The greats are the greats because, as I read it described (link to the source sadly lost), they can:
“…take any song and make it sound like they wrote it themselves. Other people’s words become their words. Other people’s feelings become their feelings. They bring the music alive. They give it credibility and meaning. They make it real for the rest of us. In short, they make us believe.”
This is much harder than it sounds.
(One thing I want to better understand is how the greats approached the standards. What was their process for making it their own? Any resources on this would be much appreciated.)
Certain standards come more easily than others (note I use ‘easily’ as a relative term, in the same way that a marathon might come ‘easily’ to a casual runner)
Nature Boy, for example. I’m learning from the Nat King Cole recording, but Kurt Elling’s ‘Live In Sydney’ version is also a magnificent touchstone. The minor melody suits me. Something in the refrain of this song just clicks. There’s a hopeful melancholy in the words that feels right. I can find my place here.
But My Funny Valentine? Damn, I still can’t get there. It’s almost too simple. Possibly heard the Chet Baker version too often. His choirboy purity and whispered control are not in my repertoire.
I find this great video series from the Jazz at Lincoln Centre programme. Marion Cowings describes thinking of yourself as a ‘storyteller’, rather than a singer.
He suggests to go for a walk and speak the lyrics, conversationally, in your own natural manner, and remove them from the music.
I try it. It works, it helps.
It also helps to have a sense of your own musical identity, your natural vernacular.
One other thing I know is I prefer rough edges to smooth, hence a love for singers like David Bowie, Bono, or Nick Cave.
It’s probably why I shy away from Michael Buble and prefer darker, earthier jazz voices - Ray Charles, Tony Bennett (in his later years), Nina Simone.

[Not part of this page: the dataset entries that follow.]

PR #472, opened 2023-03-12
deprecate onAuthStateChange property

david-plugge:
closes https://github.com/supabase/auth-helpers/issues/470

### DIFF
--- a/packages/sveltekit/src/supabaseLoadClient.ts
+++ b/packages/sveltekit/src/supabaseLoadClient.ts
@@ -82,6 +82,9 @@ export function createSupabaseLoadClient<
   cookieOptions?: CookieOptions;
   /**
    * The event listener only runs in the browser.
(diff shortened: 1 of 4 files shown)


packages/sveltekit/src/supabaseLoadClient.ts
```diff
@@ -82,6 +82,9 @@ export function createSupabaseLoadClient<
   cookieOptions?: CookieOptions;
   /**
    * The event listener only runs in the browser.
+   * @deprecated DO NOT USE THIS
+   *
+   * use this instead: https://supabase.com/docs/guides/auth/auth-helpers/sveltekit#setting-up-the-event-listener-on-the-client-side
```
silentworks, line 87: We should probably inline the content from the link. So tell the user rather than redirecting them. We can add the link below that.

silentworks (approved):

PR #486, opened 2023-04-05
Remix example: Check fetcher state to avoid infinite loop

kellycampbell:
In some cases, an auth state change was causing an infinite loop of useEffect. This checks the state of the fetcher before calling submit to make sure it isn't already being submitted.

Bug fix in example

I didn't see this when running the simple example app, but ran into it with my own app which had no differences in the __supabase.tsx file. When clicking logout or completing login, the browser would freeze because the render was doing an infinite loop of the useEffect.

[Remix #4386](https://github.com/remix-run/remix/pull/4386)

## What is the new behavior?

Infinite loop doesn't occur.

### DIFF
--- a/examples/remix/app/routes/__supabase.tsx
+++ b/examples/remix/app/routes/__supabase.tsx
@@ -56,7 +56,7 @@ export const loader = async ({ request }: LoaderArgs) => {
 
 export default function Supabase() {
   const { env, session } = useLoaderData<typeof loader>();
-  const fetcher = useFetcher();
+  const refreshFetcher = useFetcher();
 
   // it is important to create a single instance of Supabase
   // to use across client components - outlet context 👇
@@ -70,10 +70,10 @@ export default function Supabase() {
     const {
       data: { subscription }
     } = supabase.auth.onAuthStateChange((event, session) => {
-      if (session?.access_token !== serverAccessToken) {
+      if (session?.access_token !== serverAccessToken && refreshFetcher.state === "idle") {
         // server and client are out of sync.
         // Remix recalls active loaders after actions complete
-        fetcher.submit(null, {
+        refreshFetcher.submit(null, {
           method: 'post',
           action: '/handle-supabase-auth'
         });
@@ -83,7 +83,7 @@ export default function Supabase() {
     return () => {
       subscription.unsubscribe();
     };
-  }, [serverAccessToken, supabase, fetcher]);
+  }, [serverAccessToken, supabase, refreshFetcher]);
 
   return (
     <>


joryphillips:
Note for internet searches/posterity: anyone using the useRevalidator() pattern and also hitting this infinite loop issue, also need to check for the idle state for it.

It might look like this:
```ts
  const revalidator = useRevalidator();
  const serverAccessToken = session?.accessToken;

  useEffect(() => {
    const {
      data: { subscription },
    } = supabase.auth.onAuthStateChange((_event, session) => {
      if (
        session?.access_token !== serverAccessToken &&
        revalidator.state === "idle"                            // <---- ADD THIS 
      ) {
        console.log("server and client are out of sync.");
        revalidator.revalidate();
      }
    });

    return () => {
      subscription.unsubscribe();
    };
  }, [serverAccessToken, supabase, revalidator]);
  ```

spy16:
I am running into this an infinite loop even after following this PR and this tutorial: https://www.youtube.com/watch?v=Viaed7XWCY8&ab_channel=Supabase

astonfuture:
> Note for internet searches/posterity: anyone using the useRevalidator() pattern and also hitting this infinite loop issue, also need to check for the idle state for it.
> 
> It might look like this:
> 
> ```ts
>   const revalidator = useRevalidator();
>   const serverAccessToken = session?.accessToken;
> 
>   useEffect(() => {
>     const {
>       data: { subscription },
>     } = supabase.auth.onAuthStateChange((_event, session) => {
>       if (
>         session?.access_token !== serverAccessToken &&
>         revalidator.state === "idle"                            // <---- ADD THIS 
>       ) {
>         console.log("server and client are out of sync.");
>         revalidator.revalidate();
>       }
>     });
> 
>     return () => {
>       subscription.unsubscribe();
>     };
>   }, [serverAccessToken, supabase, revalidator]);
> ```

I think every time you create the revalidator it generates it as a brand new object hence triggers the useEffect to run again. One suggestion was to use a useRef() to create the revalidator but I found it stopped the loop by just using destructuring  since we're defining a variable rather than creating a new object. 

const {revalidate} = useRevalidator()

joryphillips:
> I think every time you create the revalidator it generates it as a brand new object hence triggers the useEffect to run again. One suggestion was to use a useRef() to create the revalidator but I found it stopped the loop by just using destructuring since we're defining a variable rather than creating a new object.
> 
> `const {revalidate} = useRevalidator()`

Oh that is MUCH better, thank you for this!!

dijonmusters (approved):
LGTM! Thanks @david-plugge! 🙌

PR #498, opened 2023-04-11
feat: add pkce param to auth helpers

J0:

Introduces pkce param and updates supabase-js version in helpers


silentworks:
This is being handled on a different branch already.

I will never be any of these people. And it’s not required.
Their style and influence simply offer another doorway, another entry point, into finding my own interpretation.
Finally, I’m falling back on my belief that singing is about intention, not perfection.
Call it a motto, call it an excuse. But as Leonard Cohen famously sang, ‘there is a crack in everything, that’s how the light gets in’.
It’s not about being note-perfect. I must rough each standard up, metaphorically speaking.
Find my own truth in the lyrics.
Inject my own demons into the melody.
Sing it like I lived it.
What are your thoughts on the standards?
Which are the definitive versions, in your opinion?
Leave a comment and let me know!
There seems to me to be a set of the standard repertoire that withstands familiarity and is always ripe for new interpretations. In terms of how to approach singing them, all I can off is to watch how Sinatra sings 'Moonlight in Vermont' from 1966: https://www.youtube.com/watch?v=Us0mUAGeps4
I have no problem with classic repertoire, it's a good reference point for audiences and artists. There's a good reason why so many of these songs have stood the test of time, and I like to hear new interpretations of music that already resonates emotionally.